PR #1726, opened 2026-08-03
feat(go-cli): Phase 7 — distribution (release build, signing, npm)

ChiragAgg5k:
Stacked on #1722. How the Go CLI gets built, signed and published — and the audit that says it is ready.

The constraint throughout: `install.sh`, `install.ps1`, the scoop manifest and `npm i -g appwrite-cli` all keep working **unchanged**. They are what existing users and CI jobs already run.

## The release build

`.goreleaser.yaml` builds all six targets from one host with `CGO_ENABLED=0`. No per-target toolchain and no cgo — `go-keyring` shells out to the platform's own tooling rather than linking against it, so a static binary still has a working secret store. Stripped binaries are **13.8 MB against the current Bun binary's 66 MB**.

Asset names are a contract, because the installers construct their download URL by hand. Verified by running a real snapshot release and reading `dist/checksums.txt`:

```
appwrite-cli-darwin-arm64   appwrite-cli-darwin-x64
appwrite-cli-linux-arm64    appwrite-cli-linux-x64
appwrite-cli-win-arm64.exe  appwrite-cli-win-x64.exe
```

Those names come from the `npmPackage` param, because that is where `install.sh` and `install.ps1` get them. They agree with `executableName` today; deriving them from the wrong one would mean a rename silently broke every installer.

## Defects found by inspecting artifacts and by cutting a real release, not by reading config

**darwin/amd64 shipped unsigned.** `install.sh` runs `codesign -dv` and aborts with "macOS will kill it on launch" if there is no embedded signature. The Go linker ad-hoc signs darwin/arm64 — mandatory on Apple Silicon — and leaves amd64 alone, which makes the failure invisible from an arm64 dev machine and would have broken every Intel Mac install at once. A post-build hook now signs both. This needs no Apple identity: `codesign -dv` on the released Bun binary reports `adhoc,linker-signed`, so the CLI has never been Developer ID-signed or notarised.

**The version ldflag was a no-op.** `-X main.version=…` named a symbol that does not exist; the version lives in `internal/app`. A wrong `-X` path is not a build error — the linker ignores it silently and every release then reports the hardcoded default.

**And then the fix for that had a second bug in it, found by cutting a real release.** `init()` decides whether the ldflag fired by comparing `Version` against the value compiled in, and that sentinel was templated from `sdk.version`. The generator normally runs *at* the version being released, so the ldflag stamped exactly the string already there, the comparison saw no change, and the build-info fallback overwrote the correct version with the VCS tag of whatever checkout did the build. Measured on a stamped binary with the ldflag setting `0.7.5`:

| sentinel | `--version` reports |
|---|---|
| `"0.7.5"` (templated) | `v0.7.4-preview+dirty` |
| `"0.0.0"` (literal) | `0.7.5` |

So a release would have reported the release *before* it. The sentinel is now a literal `devVersion` constant that no release stamps, with a test asserting that property — the failure only shows in a stamped release binary, and nothing else in the suite builds one.

**The scoop manifest did not exist.** Phase 7 lists it as work and the constraint above claims it keeps working, but `templates/go-cli/` never got one, so a generated repository shipped no `scoop/appwrite.config.json` at all.

## npm

Shaped as per-platform packages plus a launcher, **not** a postinstall download. A postinstall breaks in exactly the environments that install a CLI from npm: `--ignore-scripts` is common CI hardening and would leave the package installed but unusable, an air-gapped registry has no route to github.com, and nothing checks the download's integrity. With `os`/`cpu` fields npm resolves exactly one platform package, integrity-checked and cached like any dependency. esbuild, swc and turbo all do this.

Verified by installing rather than by reasoning: `npm install -g` of the parent tarball on darwin/arm64 pulls in two packages and `appwrite --version` runs the native binary. `--ignore-scripts` gives the same result, which is the claim the shape is chosen for.

**For whoever writes the publish workflow:** the platform packages must be published *before* the parent, or an install resolves optional dependencies that do not exist yet. And release asset names are not filenames on disk — with `formats: [binary]` goreleaser leaves each build at `dist/appwrite_darwin_amd64_v1/appwrite` and applies the asset name at upload time, so globbing `dist/` for those names finds nothing.

## The audit

**[`docs/go-cli/AUDIT.md`](docs/go-cli/AUDIT.md)** — a full-surface sweep pointed at both CLIs, then every finding re-checked against a live instance. **All 23 findings are resolved: 19 fixed, 3 accepted in writing, and 1 that turned out to be a defect in the TypeScript CLI rather than in this one.** Byte-identical commands went from 237 of 606 to 532.

The blockers were worth the exercise. `--enabled false` sent `true` — data corruption, demonstrated by flipping a real account's email to verified. `--json` stringified every number and dropped the large ones. `--raw` was not raw. `pull settings` failed outright without `organizationId`.

One finding is a bug in the **TypeScript** CLI, not this one: `storage get-file-download`, `get-file-view` and `get-file-preview` return 401 in the released `appwrite-cli@25.1.0`, because it puts credentials in the query string. Go authenticates through headers and works. That wants an issue against the TypeScript CLI.

## Phase 6 folded in, and a new CI guard

There is no `phase-6` branch: two of its items landed with the code that needed them, and two turned out to need no work. PLAN.md now records that per item, including one instruction that was **wrong** — it said to use gzip level 9 because "node-tar effectively defaults to 9". It does not. Measured on the same tree, node-tar's `gzip: true` produces 749,553 bytes and level 9 produces 716,519; the shipped Go archive is 750,434, within 0.1 % of the TypeScript. Moving to level 9 would have made Go *diverge*.

What was genuinely missing was Phase 6's exit criterion, so this adds **`Checks / Go CLI startup`**: it fails the build past 60 ms against a measured 5.6 ms on Linux. Verified in both directions — a stub that sleeps 200 ms fails it.

`BENCHMARKS.md` now reports the shipped CLI alongside the spike, because startup **straddles the target**: 5.6 ms on Linux meets the < 10 ms goal and 11.3 ms on macOS misses it. Most of the macOS gap is below our code — `/usr/bin/true` takes 2.65 ms and an empty Go binary 4.35 ms on the same machine. Accepted rather than chased, for reasons given in full.

## `-a` for `--all` crashed two commands

This PR adds the flags the audit found missing, and `-a` for `--all` went on the **root** as a persistent flag. cobra merges root persistent flags into every subcommand's flagset, `push table` and `push collection` define their own `-a` for `--attempts`, and pflag *panics* on a shorthand collision:

```
$ appwrite push table
panic: unable to redefine 'a' shorthand in "table" flagset: it's already used for "attempts" flag
```

The TypeScript never had to choose between them because commander options do not inherit — `-a, --all` sits on `push` (`push.ts:4272`) and `-a, --attempts` on the two table commands (`:4343`, `:4353`). So the shorthand is declared locally on `push` and `pull`; `--all` stays persistent, without a shorthand, so a subcommand's own `-a` is free. Both spellings bind the same variable.

**It shipped in a preview release before anything caught it**, because cobra merges persistent flags lazily — on execute or the first help render — so the collision is invisible until someone runs the one command that has it. Every other command worked and the suite passed. `internal/cmd/shorthand_test.go` now walks the whole tree and forces that merge per command; reintroducing the root registration makes it fail naming both commands.

## The SDK pin can now name a real release

Go requires the major version in the module path from v2 on, so `sdk-for-go v6.2.0` is imported as `github.com/appwrite/sdk-for-go/v6`. Asking without the suffix does not fall back, it fails: `invalid version: go.mod has post-v6 module path`. The templates hardcoded the unsuffixed path, so the pin could only ever have been v0 or v1 — never a real release. `setSDKVersion` now derives the import path from the version it is given, using the same major-suffix rule the Go SDK's own module path uses. `examples/go` is generated at the same version because a `replace` only resolves when the target module declares the path being replaced.

**It does not compile against v6.2.0 yet, and that is the cost this phase accepted.** The release resolves and ships 33 packages; the CLI imports three it lacks — `migrations`, `notifications`, `vcs` — because it predates the spec the CLI is generated from. Carrying the real pin still beats the `v0.0.0` placeholder: the failure names the missing package instead of saying "unknown revision". PLAN.md records the measurement.

## Also fixed here

- **`client --project-id` now follows a project to its region.** Naming a project in another region failed the next command with "Project is not accessible in this region". Both CLIs already do this correctly through `init project`; the TypeScript's `client` branch has the same gap, so this is a deliberate divergence and the audit records it under shared bugs.
- **A test that could not fail.** `TestClientKeepsTheCookieWhenAResponseSetsNone` asserted on `SessionCookie`, which holds what a *response* last set, while the credential it meant to check lives in `cookie`. It now asserts on the Cookie header the server actually receives across two requests; clearing the credential on a cookie-less response makes it fail.

## Verified

Both release scripts run against a real snapshot; the workflow parses and `actionlint` reports nothing, confirmed against a deliberately broken copy. Every fix carries a regression test that was run against the reverted fix.


ChiragAgg5k:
*-*-*
Exercise:
Show, from the entries above, every line that includes the string "They".

Problem solution:
The constraint throughout: `install.sh`, `install.ps1`, the scoop manifest and `npm i -g appwrite-cli` all keep working **unchanged**. They are what existing users and CI jobs already run.
Those names come from the `npmPackage` param, because that is where `install.sh` and `install.ps1` get them. They agree with `executableName` today; deriving them from the wrong one would mean a rename silently broke every installer.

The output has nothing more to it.